Scoliosis classification is used to facilitate the objective assessment of scoliosis, i.e., to make it possible to “speak the same language” in the assessment. There is no gold standard for the classification results before surgery. Therefore, the accuracy of the system was evaluated by comparing the surgeons’ classifications under the conditions with and without the aid of the computer using cases that were consistently classified by two surgeons twice without the computer’s aid as the gold standard. The comparative results demonstrated the accuracy of the proposed method (accuracy of more than 98%).
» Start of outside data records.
PR #1791, opened 2026-08-24
feat(mower): add GOAT O1200 control support

monsivar:
Summary

Add physically verified mower-control support for the ECOVACS GOAT O1200 LiDAR (2i0fns).

This adds support for:

- automatic mowing
- single-area mowing
- multi-area mowing
- start
- pause
- resume
- stop

The implementation is based on captured traffic from the official ECOVACS app and direct verification against a physical O1200.

Observed protocol

The O1200 uses the `clean` command, not `clean_V2`.

Automatic mowing

```json
{act:start,content:{type:auto}}
{act:pause,content:{type:auto}}
{act:resume,content:{type:auto}}
{act:stop,content:{type:auto}}
```

Area mowing

Single-area start:

```json
{act:start,content:{type:spotArea,value:1}}
```

Multi-area start was physically verified with area IDs 1,2:

```json
{act:start,content:{type:spotArea,value:1,2}}
```

Pause/resume/stop preserve the active spotArea mode:

```json
{act:pause,content:{type:spotArea}}
{act:resume,content:{type:spotArea}}
{act:stop,content:{type:spotArea}}
```

The area ID order is preserved when serializing multiple areas.

Implementation

- Add `GoatClean` using the observed `clean` wire format.
- Add `GoatCleanArea` for single- and multi-area mowing.
- Add `GoatCleanModeEvent` to retain the active mower mode (`auto` or `spotArea`) for pause/resume/stop.
- Record the observed mode from `onCleanInfo`.
- Wire the O1200 (`2i0fns`) clean capability to the GOAT-specific commands.
- Keep existing generic `Clean` / `CleanV2` behavior unchanged for other devices.

Unsupported mower modes are rejected rather than inferred. `customArea`, `freeClean`, non-integer area IDs, empty area lists, and `cleanings != 1` are not accepted.

Physical verification

Two complete control sequences were executed through this implementation against the O1200.

Automatic mowing: START -> PAUSE -> RESUME -> STOP

All commands returned `ret=ok`, and the tracked GOAT mode remained `auto`.

Multi-area mowing: areas 1,2, START -> PAUSE -> RESUME -> STOP

The start command used exactly:

```json
{act:start,content:{type:spotArea,value:1,2}}
```

All commands returned `ret=ok`; state transitioned through cleaning/paused/cleaning/idle and the tracked GOAT mode remained `spotArea`.

Tests

- mower-control tests: 49 passed
- targeted mypy: passed
- `git diff --check`: passed

The full `tests/hardware/test_init.py` run was attempted locally but is blocked by existing malformed placeholder hardware files (`itk04l.py` and `02qwum.py`) in the checkout; those files are unrelated to this diff.

Scope / related work

This PR is intentionally limited to O1200 mower controls and does not include settings, map work, or Home Assistant changes.

There is some conceptual overlap with #1515, which introduces a more generic `CleanMower` implementation for other mower devices. The O1200 traffic captured here differs in an important way: pause/resume/stop must preserve the active `auto` or `spotArea` content type, and area mowing uses the observed comma-separated area IDs. This PR therefore keeps the change model-specific and does not alter other mower profiles.

Related to #1610.


nord-:
One data point from the other side of the V2 split that may affect the design here: a GOAT G1-800 (`77atlz`) on firmware 1.36.208 answers only `clean_V2` and ignores `clean`, the mirror image of the O1200 ([nord-/ha-ecovacs-mower#42](https://github.com/nord-/ha-ecovacs-mower/issues/42)). Pinning `GoatClean` in the O1200 hardware file is right for `2i0fns`, but the same pattern cannot carry over to the other GOAT classes as-is: the family looks like a property of the firmware branch rather than of the device class, which is why we ended up detecting it per device at runtime instead of pinning it per hardware file. Happy to share the captures if useful.

monsivar:
> nord-

Thanks, that's a very useful data point — and it confirms that we should be careful not to generalize the O1200 behaviour to the GOAT family as a whole.

For `2i0fns` the use of `clean` is based on captured app traffic and physical verification against the O1200, so this PR intentionally pins that behaviour only in the O1200 hardware profile. I agree that the same assumption should not be carried over to other GOAT models.

The G1-800 behaviour is particularly interesting since it shows the exact opposite (`clean_V2` working while `clean` is ignored). Runtime detection therefore sounds like the better direction if/when this is generalized beyond the O1200.

I'd definitely be interested in the captures if you're happy to share them. They may also help us understand whether there is a reliable way to distinguish the protocol families without making assumptions based solely on the hardware class.

Thanks for pointing this out.

nord-:
The captures are public, so nothing to send privately. The A/B run that settled it is in [this comment on nord-/ha-ecovacs-mower#42](https://github.com/nord-/ha-ecovacs-mower/issues/42#issuecomment-5448858153): the reporter removed `77atlz` from our patched class list so the G1-800 ran on the stock V2 capabilities, and captured every `/q/` and `/p/` round trip. `clean_V2` was acked in about half a second and the mower resumed, `getCleanInfo_V2` was answered on the first attempt, against 900+ consecutive `errno 500` timeouts of plain `getCleanInfo` and unacknowledged `clean` on the patched build. Skim the earlier comments in that thread with care: two of them concluded "obeyed but not acknowledged" from runs that turned out to have been started from the official app, so the A/B at the end is the only evidence I would lean on.

On distinguishing the families up front: we looked for a way and did not find one. The class string is identical on both firmware branches. `fwVer` would decide it, but it only arrives in a command response header, and neither `GetDeviceList` nor `GetGlobalDeviceList` carries a version field, so it is not known at the point where the capabilities get frozen into `DeviceInfo.static`. That is what pushed us to decide from whether the mower answers rather than from any identity field.

The implementation is in [`deebot_patch/families.py`](https://github.com/nord-/ha-ecovacs-mower/blob/master/custom_components/ecovacs_mower/deebot_patch/families.py) and the `_AdaptiveFamily` mixin in [`deebot_patch/commands.py`](https://github.com/nord-/ha-ecovacs-mower/blob/master/custom_components/ecovacs_mower/deebot_patch/commands.py), merged in [nord-/ha-ecovacs-mower#70](https://github.com/nord-/ha-ecovacs-mower/pull/70). The shape, in case it is useful here: the selected family is sent first; on `errno 500` the other one is tried; the switch is committed per `did` only when the other family answers with `ret: ok`. Committing on the mere absence of `500` turned out to be wrong, since `errno 4200` (mower offline) and a plain timeout both satisfy that without the mower having said anything, and on 1.36.208 `getStats` fails intermittently with the same `errno 500`, so committing on the first failure would flip the dialect on every network blip. The state is keyed by `did` rather than held on the command object because `Capabilities.get_refresh_commands()` hands out shared instances while the clean action command is instantiated fresh on every call, so neither object is a stable home for it. The cost is one extra cloud timeout per genuine `500`, fine for a poll but noticeable when a user presses Start while the mower is briefly out of range.

One thing I take from your PR in return: `GoatCleanModeEvent` echoing `spotArea` back on pause/resume/stop. Our `CleanMower` sends `content: {type: auto}` on every action regardless of what started the job, and nobody has yet reported pausing an area job from Home Assistant on the classes we cover, so if the O1200 rejects a mismatched type that is something we would hit too. Good to know before someone does.

monsivar:
Thanks — this is excellent data, especially the clean A/B at the end of #42 and the details around when it is safe to commit a family switch.

The `errno 500` → try the other family → commit only on a positive `ret: ok` response distinction makes sense, as does keeping the decision per `did`. I also see why trying to determine it from device identity before capabilities are frozen does not appear viable.

For this PR I think keeping the change scoped to the physically verified O1200 (`2i0fns`) behaviour is still the safest option, rather than introducing the adaptive mechanism here. But your implementation looks like a very useful reference if support is generalized to GOAT classes where both firmware families exist.

And yes, the clean type on pause/resume/stop came directly from the O1200 captures. We observed the active `spotArea` type being carried through those actions, which is why `GoatCleanModeEvent` is retained rather than always falling back to `auto`.

I'll leave the PR scoped as it is for now while it awaits maintainer review, and address any design changes that come out of that review rather than expanding it pre-emptively.

Thanks for sharing all of this — it fills in a significant part of the `clean` vs `clean_V2` picture.

rhiermei:
Confirmation from a second GOAT O1200 LiDAR Pro (2i0fns) owner

Thanks for this PR – I can confirm the findings on my own O1200 LiDAR Pro, tested live today with the built-in Home Assistant Ecovacs integration (HA 2026.9.3).

Setup: GOAT O1200 LiDAR Pro, class 2i0fns, EU account (DE). Firmware: 1.13.10

1. clean_V2 is ignored completely. lawn_mower.start_mowing sends clean_V2 with {"act":"start","content":{"type":"auto"}}. The mower never answers (No response received for command "clean_V2") and stays docked. Every start triggered from HA since setup has failed this way (four occasions). Starting from the Ecovacs app with the same account works, so it is not an account-sharing permission issue.

2. clean works. Sending the identical payload with the command clean returns {"code":0,"msg":"ok"}, and the mower leaves the dock within about 3 seconds. Resume also works with clean and {"act":"resume","content":{"type":"auto"}}: docked with an open job → mowing after about 30 seconds.

3. Pitfall: an open job silently blocks start. If a job is still open (the app shows "End / Continue"), for example after lawn_mower.dock was called in the middle of a job, clean start still returns code 0 / ok, but the mower ignores it. Only resume gets it going again. It might be worth handling this in the integration (e.g. fall back to resume, or end the job when docking), because the "ok" response makes it look like a success.

4. Minor observations: getCleanInfo_V2 is not answered while the mower is docked. When sent home, the entity shows returning for only about 2 seconds and then paused until it is docked, while the app shows "docking" the whole time.

Workaround until this is merged: a small Python script using deebot-client inside the HA container (called via shell_command), with a Clean subclass that sends the payload above and skips the START/RESUME remapping in Clean._execute. Happy to share it if useful.

monsivar:
> Confirmation from a second GOAT O1200 LiDAR Pro (2i0fns) owner
> 
> Thanks for this PR – I can confirm the findings on my own O1200 LiDAR Pro, tested live today with the built-in Home Assistant Ecovacs integration (HA 2026.9.3).
> 
> Setup: GOAT O1200 LiDAR Pro, class 2i0fns, EU account (DE). Firmware: 1.13.10
> 
> 1. clean_V2 is ignored completely. lawn_mower.start_mowing sends clean_V2 with {"act":"start","content":{"type":"auto"}}. The mower never answers (No response received for command "clean_V2") and stays docked. Every start triggered from HA since setup has failed this way (four occasions). Starting from the Ecovacs app with the same account works, so it is not an account-sharing permission issue.
> 2. clean works. Sending the identical payload with the command clean returns {"code":0,"msg":"ok"}, and the mower leaves the dock within about 3 seconds. Resume also works with clean and {"act":"resume","content":{"type":"auto"}}: docked with an open job → mowing after about 30 seconds.
> 3. Pitfall: an open job silently blocks start. If a job is still open (the app shows "End / Continue"), for example after lawn_mower.dock was called in the middle of a job, clean start still returns code 0 / ok, but the mower ignores it. Only resume gets it going again. It might be worth handling this in the integration (e.g. fall back to resume, or end the job when docking), because the "ok" response makes it look like a success.
> 4. Minor observations: getCleanInfo_V2 is not answered while the mower is docked. When sent home, the entity shows returning for only about 2 seconds and then paused until it is docked, while the app shows "docking" the whole time.
> 
> Workaround until this is merged: a small Python script using deebot-client inside the HA container (called via shell_command), with a Clean subclass that sends the payload above and skips the START/RESUME remapping in Clean._execute. Happy to share it if useful.

Thanks for independently verifying this on another O1200 — especially the clean_V2 vs clean behavior on firmware 1.13.10. That gives us a useful second physical confirmation for the 2i0fns implementation in this PR.

The open-job behavior is also interesting. Since clean start can return ok while leaving an existing job untouched, I’d prefer not to infer a start→resume fallback in this PR without first establishing the relevant job-state signal and semantics. I’ll keep that as a follow-up point rather than expanding the command behavior here.

Thanks for testing this and documenting the results.

rhiermei:
Thanks for the quick reply. Fair enough on the open-job handling — keeping it as a follow-up point rather than widening this PR makes sense to me.

For anyone running into this before then: I work around it on the Home Assistant side rather than in the integration — a shell_command sends resume about a minute after start if the mower hasn't begun mowing by then. That covers the open-job case without guessing at job state inside the library.

Happy to test anything else on the O1200 (1.13.10) if a second device is useful at some point.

The results of the consistent classifications under the given standard Cobb angles demonstrated the importance of the repeatability of the Cobb measurement in the classification. In the experiments, the further classification of the subtypes of IIb, IIc, and IId was not tested, which might be one of the reasons for the good performance of two residents even without the computer’s aid (97% consistency), although it took more than half a minute for judgment. Another reason might be due to the given Cobb angles which reduced the effort required in the PUMC classification. When the Cobb measurement and further classifications are required, the system would play a more important role in facilitating the classification.

In conclusion, the proposed computerized system may be of value to assist a surgeon in the PUMC classification of scoliosis. It can reduce the Cobb measurement variability and human judgment errors in the PUMC classification. The computer’s aid was especially useful for inexperienced observers.